Keir Starmer sighed. The shadow Brexit secretary had hoped that Raab might prove to be a bit brighter than the dim David Davis, but there was clearly something about the nature of the job that reduced every incumbent to the lowest common denominator of stupidity. Still, Starmer was willing to do his job even if Raab wasn’t up to doing his, so he read out the same checklist of questions that he always asked on these occasions. Questions he knew weren’t going to be answered.
Was Raab aware that time was running out to get a deal? In July he had said he would have the outline of a deal by October. Now he was suggesting it would come in November at the earliest. When was he going to get round to dealing with Northern Ireland?
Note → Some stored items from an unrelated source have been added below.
PR #268, opened 2022-12-09
waypoints: disable consumer waypoints

howardjohn:
Per
https://docs.google.com/document/d/1QdpTl0y2snASOPo8GEKapuwDD-Mfoy2zz8hPVbgRexA

### DIFF
--- a/src/proxy/outbound.rs
+++ b/src/proxy/outbound.rs
@@ -280,27 +280,6 @@ impl OutboundConnection {
             });
         }
 
-        // For case source client has enabled waypoint
-        if !source_workload.waypoint_addresses.is_empty() {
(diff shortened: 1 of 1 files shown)


src/proxy/outbound.rs
```diff
@@ -280,27 +280,6 @@ impl OutboundConnection {
             });
         }
 
-        // For case source client has enabled waypoint
-        if !source_workload.waypoint_addresses.is_empty() {
```
stevenctl, line 284: Should this be a feature flag? And do any of the istio/istio tests have behavior that require client waypoints?

howardjohn: @dhawton is working on the istio/istio side, I should probably mark this WIP until those changes are ready

stevenctl (approved):

PR #269, opened 2022-12-12
logging: cleanup and expand scope

howardjohn:
This adds a variety of improvements to the recent dynamic logging:
* use Result instead of Option and bool when appopriate
* DRY a bit of the hyper responses
* Add a `reset` parameter, otherwise its not possible to reset logs back to normal. Envoy doesn't really have this issue since setting the level to "info" means "set all loggers to info"; in `tracing` this means "set all *unset* loggers to info". So setting it doesn't imply resetting
* Simplify some of the code
* Properly parse query params

### DIFF
--- a/src/admin/mod.rs
+++ b/src/admin/mod.rs
@@ -14,7 +14,7 @@
 
 // Forked from https://github.com/olix0r/kubert/blob/main/kubert/src/admin.rs
 
-use std::collections::HashSet;
+use std::collections::{HashMap, HashSet};
 use std::sync::Mutex;
 use std::{net::SocketAddr, sync::Arc, time::Duration};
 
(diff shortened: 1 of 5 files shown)


src/admin/mod.rs
```diff
@@ -389,74 +373,78 @@ async fn handle_metrics(reg: Arc<Mutex<Registry>>, _req: Request<Body>) -> Respo
 }
 
 //mirror envoy's behavior: https://www.envoyproxy.io/docs/envoy/latest/operations/admin#post--logging
-//NOTE: mutilple query parameters is not supported, for example
+//NOTE: multiple query parameters is not supported, for example
 //curl -X POST http://127.0.0.1:15021/logging?"tap=debug&router=debug"
 static HELP_STRING: &str = "
 usage: POST /logging\t\t\t\t\t\t(To list current level)
 usage: POST /logging?level=<level>\t\t\t\t(To change global levels)
 usage: POST /logging?level={mod1}:{level1},{mod2}:{level2}\t(To change specific mods' logging level)
```
KfreeZ, line 382: add a /reset here?

stevenctl (approved):

PR #272, opened 2022-12-12
fix two e2e test flakes

howardjohn:
* Bind test always used static port. make it dynamic to avoid conflicts on test. Also test all 5 ports. Found inbound_passthrough and admin are broken, fixed them
* Metrics test fetches metrics 1x then checks them repeatedly. Need to fetch+check in the assert.

### DIFF
--- a/tests/proxy.rs
+++ b/tests/proxy.rs
@@ -13,7 +13,8 @@
 // limitations under the License.
 
 use std::fmt::Debug;
-use std::net::{IpAddr, Ipv6Addr, SocketAddr};
+use std::future::Future;
+use std::net::SocketAddr;
 use std::ops::Add;
 use std::str::FromStr;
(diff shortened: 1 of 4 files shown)


tests/proxy.rs
```diff
@@ -45,15 +46,40 @@ async fn test_shutdown_lifecycle() {
         .expect("app exits without error")
 }
 
-#[tokio::test]
-async fn test_conflicting_bind_error() {
+// Check that port conflicts on any address results in the app failing instead of silently failing
+async fn test_bind_conflict<F: FnOnce(&mut ztunnel::config::Config) -> &mut SocketAddr>(f: F) {
```
hzxuzhonghu, line 50: Would make it more fine granularity by splitting into two functions, first allocate a idle port and second set to Config

stevenctl (approved):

And was he aware that saying a no-deal wouldn’t be the end of the world wasn’t the most inspiring rhetoric?
The Brexit secretary bristled. He doesn’t like having his obvious shortcomings pointed out so forensically. He was doing better than Labour would have, he snapped. Hard to refute, but equally hard to believe.
There was one upside for Raab. As everyone knows that it is now the prime minister who is calling the shots and the Brexit secretary has less authority than the four pot plants, none of the big-name Tories such as Boris Johnson, Iain Duncan Smith, Jacob Rees-Mogg, Ken Clarke and Anna Soubry, bothered to turn up to give him a hard time. The worst of the friendly fire was the deranged Owen Paterson insisting that Northern Ireland could easily be sorted out with technology that hadn’t been invented yet. Someone call a doctor.
So it was left to Labour’s Hilary Benn, Yvette Cooper and Chuka Umunna to deliver a few home truths. The Chequers deal was dead in the water. Barnier said so. The Tory right said so. And Labour said so. So wouldn’t the government be better off coming up with a new plan and working out what it was going to do if it couldn’t get any deal through parliament.
“Ssssh,” whispered Raab. This was the kind of careless talk that could cost lives if the EU got wind of it. At this point some MPs began to wonder if Raab actually had been born yesterday.